ARTURO PÉREZ-REVERTE | El Semanal - 04/6/2006
Hay criaturas por las que no lloraré cuando suenen las trompetas del Juicio. Niños que anuncian desde muy temprano lo que
serán de mayores. A veces uno está paseando, o sentado en una terraza,
y los ve pasar apuntando en agraz maneras inequívocas. Adivinados en
ellos la inevitable maruja de sobremesa televisiva -ayer vi
reconciliarse a dos hermanas en directo y eché literalmente la pota- o
la viril mala bestia correspondiente. Dirán ustedes que ellos no tienen
la culpa, etcétera. Que los padres, la sociedad y todo eso los malean,
y tal. Pero qué quieren que diga. En cuestiones de culpa, denle tiempo
a un niño y también él tendrá su cuota propia, como la tenemos todos.
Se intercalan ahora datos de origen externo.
PR #388, opened 2024-09-16
Implements azure core http client

The-Funk:


pom.xml
```diff
@@ -32,31 +32,30 @@
     </developers>
 
     <properties>
-        <revision>5.2.0</revision> <!-- CHANGE THIS to adjust project version-->
+        <revision>6.0.0</revision> <!-- CHANGE THIS to adjust project version-->
         <project.build.sourceEncoding>UTF-8</project.build.sourceEncoding>
         <java.version>1.8</java.version>
-        <azure-bom-version>1.2.25</azure-bom-version>
+        <azure-bom-version>1.2.24</azure-bom-version>
```
AsafMah, line 38: Why did you lower the version?

data/src/main/java/com/microsoft/azure/kusto/data/auth/CloudInfo.java
```diff
@@ -114,54 +110,52 @@ public static CloudInfo retrieveCloudInfoForCluster(String clusterUrl,
...
 
     private static CloudInfo fetchImpl(String clusterUrl, @Nullable HttpClient givenHttpClient) throws URISyntaxException, IOException, DataServiceException {
         CloudInfo result;
         HttpClient localHttpClient = givenHttpClient == null ? HttpClientFactory.create(null) : givenHttpClient;
         try {
-            HttpGet request = new HttpGet(UriUtils.appendPathToUri(clusterUrl, METADATA_ENDPOINT));
-            request.addHeader(HttpHeaders.ACCEPT_ENCODING, "gzip,deflate");
-            request.addHeader(HttpHeaders.ACCEPT, "application/json");
+            HttpRequest request = new HttpRequest(HttpMethod.GET, UriUtils.appendPathToUri(clusterUrl, METADATA_ENDPOINT));
+            request.setHeader(HttpHeaderName.ACCEPT_ENCODING, "gzip");
```
AsafMah, line 121: we can't handle deflate anymore?

data/src/main/java/com/microsoft/azure/kusto/data/auth/HttpClientWrapper.java
```diff
@@ -135,34 +36,32 @@ private static boolean isNotContentLength(String name) {
 
     // Implementation of the synchronous HttpClient
     @Override
-    public IHttpResponse send(com.microsoft.aad.msal4j.HttpRequest httpRequest) throws Exception {
-        HttpUriRequest request;
-
-        // Translating the request
-
-        String uri = httpRequest.url().toString();
+    public IHttpResponse send(com.microsoft.aad.msal4j.HttpRequest httpRequest) {
```
AsafMah, line 39: Do we still need the IHttpClient impl? what do we use it for?

data/src/main/java/com/microsoft/azure/kusto/data/http/HttpClientFactory.java
```diff
@@ -1,108 +1,71 @@
...
-                    return Long.parseLong(value) * 1000;
-                }
-            }
-            // otherwise keep alive for default seconds
-            return defaultKeepAlive * 1000L;
+        if (properties.getProxy() != null) {
+            options.setProxyOptions(properties.getProxy());
         }
+
+        // Todo: Is the per route connection maximum needed anymore?
```
AsafMah, line 66: I think some of the new options are missing - the routeplanner and supported protocols, can you make sure it is paired or at least specify all of the changes?

data/pom.xml
```diff
@@ -167,7 +167,7 @@
         <dependency>
             <groupId>org.apache.httpcomponents</groupId>
```
AsafMah, line 168: Can we not remove the dep on apache http client?
Or even just some of the components?

data/src/main/java/com/microsoft/azure/kusto/data/auth/CloudInfo.java
```diff
@@ -114,54 +110,52 @@ public static CloudInfo retrieveCloudInfoForCluster(String clusterUrl,
...
             // trace CloudInfo.httpCall
-            HttpResponse response = MonitoredActivity.invoke(
-                    (SupplierOneException<HttpResponse, IOException>) () -> localHttpClient.execute(request),
-                    "CloudInfo.httpCall");
-            try {
-                int statusCode = response.getStatusLine().getStatusCode();
-                if (statusCode == HttpStatus.SC_OK) {
-                    String content = EntityUtils.toString(response.getEntity());
+            try (HttpResponse response = MonitoredActivity.invoke(
+                    (SupplierOneException<HttpResponse, IOException>) () -> localHttpClient.sendSync(request, Context.NONE),
```
AsafMah, line 126: Should add a fixme to make this async

data/src/main/java/com/microsoft/azure/kusto/data/ClientImpl.java
```diff
@@ -3,83 +3,67 @@
...
     public static final String STREAMING_VERSION = "v1";
     private static final String DEFAULT_DATABASE_NAME = "NetDefaultDb";
-    private static final Long COMMAND_TIMEOUT_IN_MILLISECS = TimeUnit.MINUTES.toMillis(10);
-    private static final Long QUERY_TIMEOUT_IN_MILLISECS = TimeUnit.MINUTES.toMillis(4);
-    private static final Long STREAMING_INGEST_TIMEOUT_IN_MILLISECS = TimeUnit.MINUTES.toMillis(10);
-    private static final int CLIENT_SERVER_DELTA_IN_MILLISECS = (int) TimeUnit.SECONDS.toMillis(30);
-    public static final String CLIENT_VERSION_HEADER = "x-ms-client-version";
-    public static final String APP_HEADER = "x-ms-app";
-    public static final String USER_HEADER = "x-ms-user";
+
```
AsafMah, line 39: What happened to all of the timeout logic? do now all of the requests have the same timeout?

data/src/main/java/com/microsoft/azure/kusto/data/instrumentation/SupplierNoException.java
```diff
@@ -0,0 +1,16 @@
+package com.microsoft.azure.kusto.data.instrumentation;
+
+/**
+ * Supplier is a functional interface that can be used to execute data operations.
+ * @param <T>
+ */
+@FunctionalInterface
+public interface SupplierNoException<T> {
```
AsafMah, line 8: Is there not a built-in type for this?

data/src/main/java/com/microsoft/azure/kusto/data/ClientImpl.java
```diff
@@ -97,32 +81,69 @@ public ClientImpl(ConnectionStringBuilder csb, CloseableHttpClient httpClient, b
...
+        KustoRequest kr = new KustoRequest(command, database, properties);
+        return executeQueryAsync(kr);
     }
 
-    @Override
-    public KustoOperationResult execute(String database, String command) throws DataServiceException, DataClientException {
-        return execute(database, command, null);
+    Mono<KustoOperationResult> executeQueryAsync(@NotNull KustoRequest kr) {
+        if (kr.getCommandType() != CommandType.QUERY) {
+            kr.setCommandType(CommandType.QUERY);
```
AsafMah, line 94: Maybe we should throw if someone wants a query but doesn't set the type to query?

data/src/main/java/com/microsoft/azure/kusto/data/ClientImpl.java
```diff
@@ -97,32 +81,69 @@ public ClientImpl(ConnectionStringBuilder csb, CloseableHttpClient httpClient, b
...
+        if (kr.getCommandType() != CommandType.ADMIN_COMMAND) {
+            kr.setCommandType(CommandType.ADMIN_COMMAND);
+        }
+        return executeAsync(kr);
+    }
+
+    private Mono<KustoOperationResult> executeAsync(KustoRequest kr) {
+
+        Mono<String> resultMono = executeToJsonAsync(kr)
+                .onErrorContinue((err, src) -> LOGGER.error("Error coming from src {}", src, err));
```
AsafMah, line 115: Does on error continue stop the execution of further things down the pipeline? what about the rest of the function?

data/src/main/java/com/microsoft/azure/kusto/data/ClientImpl.java
```diff
@@ -194,43 +267,36 @@ public String executeToJsonResult(String database, String command) throws DataSe
...
-            endpointValidated = true;
+    private void validateEndpoint() throws DataServiceException, DataClientException {
+        try {
+            if (!endpointValidated) {
+                KustoTrustedEndpoints.validateTrustedEndpoint(clusterUrl,
+                        CloudInfo.retrieveCloudInfoForCluster(clusterUrl).getLoginEndpoint());
+                endpointValidated = true;
+            }
+        } catch (KustoClientInvalidConnectionStringException e) {
+            throw new DataClientException(clusterUrl, e.getMessage(), e);
```
AsafMah, line 299: Maybe we want an inhereted type of exception, so users could catch it specficially?

data/src/main/java/com/microsoft/azure/kusto/data/ClientImpl.java
```diff
@@ -260,52 +326,71 @@ public KustoOperationResult executeStreamingIngestFromBlob(String database, Stri
...
+        String contentEncoding = null;
+        String contentType;
+        if (isStreamSource) {
+            contentEncoding = "gzip";
         }
-    }
 
-    private Long populateHeadersAndGetTimeout(ClientRequestProperties properties, Map<String, String> headers) throws DataClientException {
-        Long timeoutMs = null;
+        // This was a separate method but was moved into the body of this method because it performs a side effect
```
AsafMah, line 340: Maybe we'll move it to a utils class or something? this method is long enough

data/src/main/java/com/microsoft/azure/kusto/data/ClientImpl.java
```diff
@@ -260,52 +326,71 @@ public KustoOperationResult executeStreamingIngestFromBlob(String database, Stri
...
+                // We use UncloseableStream to prevent HttpClient From closing it
+                data = BinaryData.fromStream(new UncloseableStream(stream));
+                contentType = "application/octet-stream";
+            } else {
+                data = BinaryData.fromString(new IngestionSourceStorage(blobUrl).toString());
+                contentType = "application/json";
+            }
+
+            // Build the tracing object
+            HttpTracing tracing = HttpTracing
```
AsafMah, line 364: I assume we can't unify this method with the other one better?

data/src/main/java/com/microsoft/azure/kusto/data/ClientImpl.java
```diff
@@ -339,139 +424,61 @@ public InputStream executeStreamingQuery(String database, String command) throws
...
     public String getClusterUrl() {
         return clusterUrl;
     }
 
+    ClientDetails getClientDetails() {
+        return clientDetails;
+    }
+
     @Override
     public void close() throws IOException {
```
AsafMah, line 481: Do we still want it to be closeable in this case?

data/src/main/java/com/microsoft/azure/kusto/data/ClientRequestProperties.java
```diff
@@ -324,18 +324,7 @@ public Map<String, String> getTracingAttributes() {
...
-     * @Deprecated use {@link #getTimeoutAsCslTimespan(Object)} instead.
-     */
-    @Deprecated
-    String getTimeoutAsString(Object timeoutObj) {
-        return getTimeoutAsCslTimespan(timeoutObj);
-    }
-
-    /**
-     * Gets the amount of time a query may execute on the service before it times out, formatted as a KQL timespan.
+     * Gets the amount of time a query may execute on the service before it times out, formatted as a krL timespan.
```
AsafMah, line 327: krL? (next method too)

ingest/src/test/java/com/microsoft/azure/kusto/ingest/AsyncE2ETest.java
```diff
@@ -0,0 +1,71 @@
+// package com.microsoft.azure.kusto.ingest;
```
AsafMah, line 1: What is this file?

pom.xml
The-Funk: Mistake. Will fix

data/src/main/java/com/microsoft/azure/kusto/data/auth/HttpClientWrapper.java
The-Funk: IHttpClient comes from MSAL4J. It sends HTTP requests that MSAL4J recognizes. In an upcoming PR I'd like to reduce it's necessity. We should probably get on a call about that though.

data/pom.xml
The-Funk: Not yet unfortunately, the URIBuilder that is used extensively in the Kusto library is in the client package and not the core package, so we have to keep everything for now. It was moved to the Apache HTTP core in version 5, and there are other URI Builder libraries out there that are very small footprint, however last time I tried updating to the Apache V5 URIBuilder it caused failures with those really weird URIs in the tests.

That is basically the only remaining Apache component from the http-client package that we use but it would require careful removal. I would like to remove it at a later date (soon).

data/src/main/java/com/microsoft/azure/kusto/data/ClientImpl.java
The-Funk: That appears to be the case. The azure-core clients seem to only support a global timeout on the client. No timeout logic otherwise.

data/src/main/java/com/microsoft/azure/kusto/data/auth/CloudInfo.java
The-Funk: Should be able to, I can readd.

data/src/main/java/com/microsoft/azure/kusto/data/ClientImpl.java
The-Funk: That would be a major behavior change compared with what you have currently. Command type has never been exposed to the user before. If we exposed the KustoRequest object they would have the capability easily, otherwise we would have to create an even more overloaded method with command type and the request is already very overloaded as it is. We have the execute method that takes commandtype but it is not public because it was never public before.

But at that point why do we have separate methods for executeQuery and executeMgmt? You had asked me specifically to deprecate the generic "execute" methods and separate methods into executeQuery and executeMgmt. If you call executeMgmt, does that not imply that you want to perform a management action? If you call executeQuery does that not imply you want to execute a query?

My recommendation would be either do the above or expose the request object so that we don't further inundate developers with even more overloaded methods, and make maintainance on our side even more difficult by forcing ourselves to method chain even more than we already are.

data/src/main/java/com/microsoft/azure/kusto/data/ClientImpl.java
The-Funk: onErrorContinue continues the pipeline in the event of an error. It was there for testing but I kind of want to rip all the async code out because I couldn't get it working.

data/src/main/java/com/microsoft/azure/kusto/data/ClientImpl.java
The-Funk: I'm not happy with our current open-telemetry implementation, so I kept it decoupled to make it easy to remove later. I'd like to get rid of this class entirely. The azure-core library has its own built-in open-telemetry implementation that might be a better fit.

ingest/src/test/java/com/microsoft/azure/kusto/ingest/E2ETest.java
```diff
@@ -704,22 +716,4 @@ void testStreamingIngestFromBlob() throws IngestionClientException, IngestionSer
             }
         }
     }
-
-    @Test
-    void testProxyPlanner() throws URISyntaxException {
```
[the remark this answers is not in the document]
The-Funk: The routeplanner is an Apache specific concept.

No other HTTP Client has a route planner, including the default Netty HTTP client and OkHttp, as it's not really feasible to plan routes beyond indicating a proxy. It is not supportable outside of the Apache client and it was not included in Apache HttpClient5 either. It was last available in Apache HttpClient4. My recommendation would be to abandon it.

The ProxyOptions in azure http client should provide significant proxy configuration capabilities.

data/src/main/java/com/microsoft/azure/kusto/data/http/HttpClientProperties.java
```diff
@@ -118,9 +129,9 @@ public static class HttpClientPropertiesBuilder {
         private Integer maxKeepAliveTime = 120;
         private Integer maxConnectionsTotal = 40;
         private Integer maxConnectionsPerRoute = 40;
-        private HttpHost proxy = null;
```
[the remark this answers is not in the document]
The-Funk: I would avoid using the builder in your comment. The word Netty should be considered a dirty word because it is a specific implementation and locks the customer into using the Netty client and locks us into using the Netty client as well. 

If you wanted to use OkHttp instead of Netty, the code in the comment above would have to be replaced first.

Inversion of dependencies says to depend on interfaces instead of implementations, in this case everything we have done thus far in this branch uses the azure-http-client interface and does not lock you in to a specific implementation.

data/src/main/java/com/microsoft/azure/kusto/data/ClientRequestProperties.java
The-Funk: I'm not sure where that came from but fixed now.

ingest/src/test/java/com/microsoft/azure/kusto/ingest/AsyncE2ETest.java
The-Funk: deleted

data/src/main/java/com/microsoft/azure/kusto/data/ClientImpl.java
The-Funk: fixed

data/src/main/java/com/microsoft/azure/kusto/data/BaseClient.java
```diff
@@ -0,0 +1,185 @@
...
+        // Execute and get the response
+        try (HttpResponse response = httpClient.sendSync(request, Context.NONE)) {
+            return processResponseBody(response);
+        }
+    }
+
+    protected Mono<String> postAsync(HttpRequest request) {
+        // Execute and get the response
+        return httpClient.send(request)
+                .onErrorContinue((err, src) -> LOGGER.error("Error coming from src {}", src, err))
```
ohadbitt, line 44: so this is not what you need here . You probably wanted to use doOnError(). and you only need to do it once as its going to propagate all they way

pom.xml
```diff
@@ -32,31 +32,30 @@
...
         <resilience4j.version>1.7.1</resilience4j.version>
         <io.vavr.version>0.10.4</io.vavr.version>
         <!-- Test dependencies -->
         <bouncycastle.version>1.77</bouncycastle.version>
         <jsonassert.version>1.5.0</jsonassert.version>
-        <sqlite-jdbc.version>3.45.2.0</sqlite-jdbc.version>
+        <sqlite-jdbc.version>3.45.3.0</sqlite-jdbc.version>
         <annotations.version>24.1.0</annotations.version>
-
+        <reactor.test.version>3.6.6</reactor.test.version>
```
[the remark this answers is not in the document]
The-Funk: fixed

ingest/src/test/java/com/microsoft/azure/kusto/ingest/E2ETest.java
```diff
@@ -117,74 +130,67 @@ public static void setUp() {
...
+            Assertions.assertNotNull(DB_NAME, "DB name was not set");
+            queryClient.executeToJsonResult(DB_NAME, String.format(".drop table %s ifexists", tableName));
         } catch (Exception ex) {
             Assertions.fail("Failed to drop table", ex);
         }
     }
 
     private static boolean isManualExecution() {
         return false;
-        // return System.getenv("CI_EXECUTION") == null || !System.getenv("CI_EXECUTION").equals("1");
```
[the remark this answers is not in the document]
The-Funk: fixed

ingest/src/test/java/com/microsoft/azure/kusto/ingest/E2ETest.java
```diff
@@ -117,74 +130,67 @@ public static void setUp() {
...
     }
 
     private static void createTableAndMapping() {
         try {
-            queryClient.executeToJsonResult(databaseName, String.format(".drop table %s ifexists", tableName));
```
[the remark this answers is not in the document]
The-Funk: This line still exists.

ingest/src/test/java/com/microsoft/azure/kusto/ingest/E2ETest.java
```diff
@@ -84,9 +96,9 @@ class E2ETest {
     public static void setUp() {
         tableName = "JavaTest_" + new SimpleDateFormat("yyyy_MM_dd_hh_mm_ss_SSS").format(Calendar.getInstance().getTime()) + "_"
                 + ThreadLocalRandom.current().nextInt(Integer.MAX_VALUE);
-        principalFqn = String.format("aadapp=%s;%s", appId, tenantId);
+        principalFqn = String.format("aadapp=%s;%s", APP_ID, TENANT_ID);
 
-        ConnectionStringBuilder dmCsb = createConnection(System.getenv("DM_CONNECTION_STRING"));
```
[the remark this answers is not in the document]
The-Funk: These names are unchanged, I just moved all references to environment variables to the top of the E2ETest class so that it is easier for newcomers to the codebase to see exactly which environment variables they need in order to run the E2ETest. Great care was taken to ensure none of the environment variable names changed.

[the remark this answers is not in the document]
The-Funk: This was a QoL thing I did because as a new developer coming into this codebase **the E2ETest was completely un-runnable for me.** I had no idea what environment variables I needed nor the format that said variables needed to be in. This made the task of getting the E2ETest class tests to even **run** a monumental challenge, let alone get them to pass. When you spread usage of the environment throughout the entire test class it's very hard to see the requirements to run the tests, so that every test run I would be greeted by yet another new environment variable I hadn't seen before that would cause E2ETest to fail. Now they're all in one place and someone external like myself could easily see what they need, upfront, and not waste an hour trying to track down what environment variables are needed to run E2ETest.

ingest/src/main/java/com/microsoft/azure/kusto/ingest/ResourceManager.java
```diff
@@ -397,10 +390,9 @@ private static void throwNoResultException(String baseMessage, Boolean refreshed
     @Override
     public void reportIngestionResult(ResourceWithSas<?> resource, boolean success) {
         if (storageAccountSet == null) {
-            log.error("StorageAccountSet is null, so can't report ingestion result");
-        } else {
-            storageAccountSet.addResultToAccount(resource.getAccountName(), success);
+            log.warn("StorageAccountSet is null");
         }
+        storageAccountSet.addResultToAccount(resource.getAccountName(), success);
```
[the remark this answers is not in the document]
The-Funk: woops! meant to make that initial if a guard clause. should be fixed now.

data/src/main/java/com/microsoft/azure/kusto/data/http/HttpClientProperties.java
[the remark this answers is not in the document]
The-Funk: I've opened an issue over on azure-core for this.
https://github.com/Azure/azure-sdk-for-java/issues/42083

data/src/main/java/com/microsoft/azure/kusto/data/http/HttpClientFactory.java
```diff
@@ -1,108 +1,71 @@
...
-     * response header; if the response doesn't contain a {@code Keep-Alive} header, the client will use a configurable
-     * keep-alive period.
-     */
-    static class CustomConnectionKeepAliveStrategy implements ConnectionKeepAliveStrategy {
+        // Set Keep-Alive headers if they were requested.
+        // NOTE: Servers are not obligated to honor client requested Keep-Alive values
+        if (properties.isKeepAlive()) {
+            Header keepAlive = new Header(HttpHeaderName.CONNECTION.getCaseSensitiveName(), "Keep-Alive");
+            // Keep-Alive is Non-standard from the client so core does not have an enum for it
+            Header keepAliveTimeout = new Header("Keep-Alive", "timeout=" + properties.maxKeepAliveTime());
```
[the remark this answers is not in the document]
The-Funk: If the client negotiates HTTP/2, the Keep-Alive header will be stripped because connection specific headers are forbidden in HTTP/2.

HTTP/2 is basically infinite Keep-Alive. A single connection is reused to remove the overhead of establishing new connections

data/pom.xml
The-Funk: Moved all URIBuilder code into URIUtils to make it easier to rip out the Apache builder in the near future.

data/src/main/java/com/microsoft/azure/kusto/data/ClientImpl.java
The-Funk: I thought about this comment for a day or two and came to the conclusion that if we extend DataClientException or DataServiceException for most exception cases:

1. We don't have to touch method signatures when throwing DataClient or DataService
2. We don't have to catch the exceptions that extend DataClient or DataService and rethrow them
3. Customers can then catch more specific exceptions if that's something they want, and then do with that additional context what they will

data/src/main/java/com/microsoft/azure/kusto/data/BaseClient.java
The-Funk: For some reason reactor is freezing, so I put in onErrorContinue's in the hopes that an error would propagate and I would see what the issue is. Commented the async implementations out for now because they are not working yet.

data/pom.xml
AsafMah: So should we just move to http core version 5 then? any reason not to?

The-Funk: Between V4 and V5 of the Apache URIBuilder either there was a regression or some of the URIs we're testing are invalid. If you upgrade to V5 most URIs in our test cases will pass however one or two fail.

ingest/src/test/java/com/microsoft/azure/kusto/ingest/E2ETest.java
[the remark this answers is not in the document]
ohadbitt: for some reason here and the above conversation - i dont see it ..

ingest/src/test/java/com/microsoft/azure/kusto/ingest/E2ETest.java
```diff
@@ -307,13 +311,17 @@ void testShowPrincipals() {
...
         KustoOperationResult result = null;
-        boolean found = false;
         try {
-            result = localQueryClient.execute(databaseName, String.format(".show database %s principals", databaseName));
-            // result = localQueryClient.execute(databaseName, String.format(".show version"));
+            result = localQueryClient.executeMgmt(DB_NAME, String.format(".show database %s principals", DB_NAME));
         } catch (Exception ex) {
-            Assertions.fail("Failed to execute show database principals command", ex);
+            Assertions.fail("Failed to execute show database principals command. " +
+                    "Is USERNAME_HINT set to your email in your environment variables?", ex);
```
ohadbitt, line 318: move this as comment to the testCreateWithUserPrompt and testCreateWithConnectionStringAndUserPrompt- This method here is not used only by the prompt test

ingest/src/test/java/com/microsoft/azure/kusto/ingest/E2ETest.java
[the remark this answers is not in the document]
ohadbitt: We kind of test here the proxy capabilities of the http client - please use the proxy options to achive same results

ingest/src/test/java/com/microsoft/azure/kusto/ingest/E2ETest.java
The-Funk: done :)

data/src/main/java/com/microsoft/azure/kusto/data/BaseClient.java
```diff
@@ -0,0 +1,185 @@
...
+    }
+
+    private static void closeResourcesIfNeeded(boolean returnInputStream, HttpResponse httpResponse) {
+        // If we close the resources after returning the InputStream to the caller, they won't be able to read from it
+        if (!returnInputStream) {
+            if (httpResponse != null) {
+                httpResponse.close();
+            }
+        }
+    }
```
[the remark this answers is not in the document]
The-Funk: This is being done since the response isn't encapsulated in a try-with-resources due to usage of the response object in the catch . Let me see if there's a way to implement a try-with-resources. We could probably move some of the error handling inside the try-with-resources and in that way get rid of this but I think the way we have it now, we need this to execute inside the finally block in order to close the HTTP response.

data/src/main/java/com/microsoft/azure/kusto/data/Client.java
```diff
@@ -5,30 +5,36 @@
...
 
     KustoOperationResult executeQuery(String database, String command, ClientRequestProperties properties) throws DataServiceException, DataClientException;
 
+    @Deprecated
     KustoOperationResult executeMgmt(String command) throws DataServiceException, DataClientException;
 
+    @Deprecated
     KustoOperationResult executeMgmt(String database, String command) throws DataServiceException, DataClientException;
 
     KustoOperationResult executeMgmt(String database, String command, ClientRequestProperties properties) throws DataServiceException, DataClientException;
```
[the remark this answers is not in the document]
The-Funk: That's a very good point. I marked these deprecated on request without thinking about it too much, but removing the options with less arguments would involve a lot of
`executeMgmt(null, ".show tables", null)` for the users.

I'm still gung-ho that the proper answer is the request object. Java doesn't support named parameters like some of the other SDK languages, but an object would give us maximum flexibility. Or I can remove the deprecated tag and we can continue supporting the method chaining if that's preferred.. @AsafMah what do you think?

ingest/src/test/java/com/microsoft/azure/kusto/ingest/E2ETest.java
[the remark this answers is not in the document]
The-Funk: Line 149 (under this review box in GitHub) 
return CI_EXECUTION (variable holding the system environment variable, moved to top of class as a private static final constant) and then same variable tested for equals 1

ingest/src/test/java/com/microsoft/azure/kusto/ingest/E2ETest.java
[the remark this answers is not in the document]
The-Funk: Ah you're talking about the policy. My misunderstanding. I removed that so we could verify that the teardown isn't timing out. I will put it back.

ingest/src/test/java/com/microsoft/azure/kusto/ingest/E2ETest.java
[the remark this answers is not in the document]
The-Funk: @ohadbitt What are you running on port 8080 of your localhost to forward connections to your test cluster? I'll need to set my system up similarly so that it forwards connections to my test ADX cluster. Python HTTP server or something?

data/src/main/java/com/microsoft/azure/kusto/data/BaseClient.java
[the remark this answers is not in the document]
ohadbitt: my mistake - i see now what is the use case - please change the comment to explain this is used in streaming query where the response is returned to the user

data/src/main/java/com/microsoft/azure/kusto/data/Client.java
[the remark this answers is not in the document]
AsafMah: I don't think we need an object here.
Would an overload without a DB not be ok?

ingest/src/test/java/com/microsoft/azure/kusto/ingest/E2ETest.java
```diff
@@ -151,8 +158,12 @@ private static boolean isManualExecution() {
 
     private static void createTableAndMapping() {
         try {
-            queryClient.executeToJsonResult(DB_NAME, String.format(".drop table %s ifexists", tableName));
+            queryClient.executeToJsonResult(DB_NAME, String.format(".drop table %s ifexists ", tableName));
```
AsafMah, line 161: NIT: why the trailing space?

ingest/src/test/java/com/microsoft/azure/kusto/ingest/E2ETest.java
```diff
@@ -151,8 +158,12 @@ private static boolean isManualExecution() {
...
             queryClient.executeToJsonResult(DB_NAME, String.format(".create table %s %s", tableName, tableColumns));
```
AsafMah, line 162: Maybe out of scope here: do we want to check the results?

ohadbitt: Out of scope
I really dont undersantd why we started checking the results elsewhere - did engine started to return valid results on failures?

ingest/src/main/java/com/microsoft/azure/kusto/ingest/ResourceManager.java
```diff
@@ -150,7 +143,7 @@ private void refreshIngestionResources() throws IngestionClientException, Ingest
                     IngestionResourceSet newIngestionResourceSet = new IngestionResourceSet();
                     Retry retry = Retry.of("get ingestion resources", taskRetryConfig);
                     CheckedFunction0<KustoOperationResult> retryExecute = Retry.decorateCheckedSupplier(retry,
-                            () -> client.execute(Commands.INGESTION_RESOURCES_SHOW_COMMAND));
+                            () -> client.executeMgmt(Commands.INGESTION_RESOURCES_SHOW_COMMAND));
```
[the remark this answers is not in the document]
The-Funk: Yes, but I'll be removing the deprecated annotation so this won't be a problem.

data/src/main/java/com/microsoft/azure/kusto/data/ClientImpl.java
```diff
@@ -194,39 +243,28 @@ public String executeToJsonResult(String database, String command) throws DataSe
...
-        if (StringUtils.isEmpty(command)) {
-            throw new IllegalArgumentException("Command is empty");
-        }
-        command = command.trim();
-        CommandType commandType = determineCommandType(command);
-        long timeoutMs = determineTimeout(properties, commandType, clusterUrl);
-        // TODO save the uri once - no need to format everytime
-        String clusterEndpoint = String.format(commandType.getEndpoint(), clusterUrl);
+        KustoRequest kr = new KustoRequest(command, database, properties);
+        return executeToJsonResult(kr);
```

Sólo es cuestión de plazos. De que se cumplan los pasos y rituales que
se tienen que cumplir.
El zagal que veo en el restaurante tiene nueve o diez años, que ya va siendo edad, y se parece al padre, sentado a su vera: moreno,
grandote y vulgar de modos y maneras. La madre pertenece al mismo
registro. Todos visten ropa cara, por cierto. Colorida y vistosa. Sobre
todo la madre, una especie de Raquel Mosquera vestida de Paulina Rubio
y con toquecitos de Belén Esteban en el maquillaje y en la parla. La
familia ocupa una mesa contigua a la mía, junto al gran ventanal de un
restaurante popular de Calpe, situado junto al puerto. Y al niño acaban
de traerle calamares a la romana. De no ser porque su cháchara
maleducada, chillona e interminable, a la que asisto impotente desde
hace veinte minutos, ya me tiene sobre aviso, la manera en que ahora
maneja el tenedor me dejaría boquiabierto. El pequeño cabrón -nueve o
diez años, insisto- agarra el cubierto al revés, con toda la mano
cerrada, y clava los calamares a golpes sonoros sobre el plato, como si
los apuñalara. Observo discretamente al padre: mastica impasible,
bovino, observando satisfecho el buen apetito de su hijo. Luego observo
a la madre: tiene la nariz hundida en el plato, perdida en sus
pensamientos. Tampoco sería difícil, me digo, con la edad que tiene ya
su puto vástago, enseñarle a manejar cuchara, cuchillo y tenedor. Pero,
tras un vistazo detenido al careto del progenitor, comprendo que, para
hacer que un hijo maneje correctamente los cubiertos, primero es
necesario creer en la necesidad de manejar correctamente los cubiertos.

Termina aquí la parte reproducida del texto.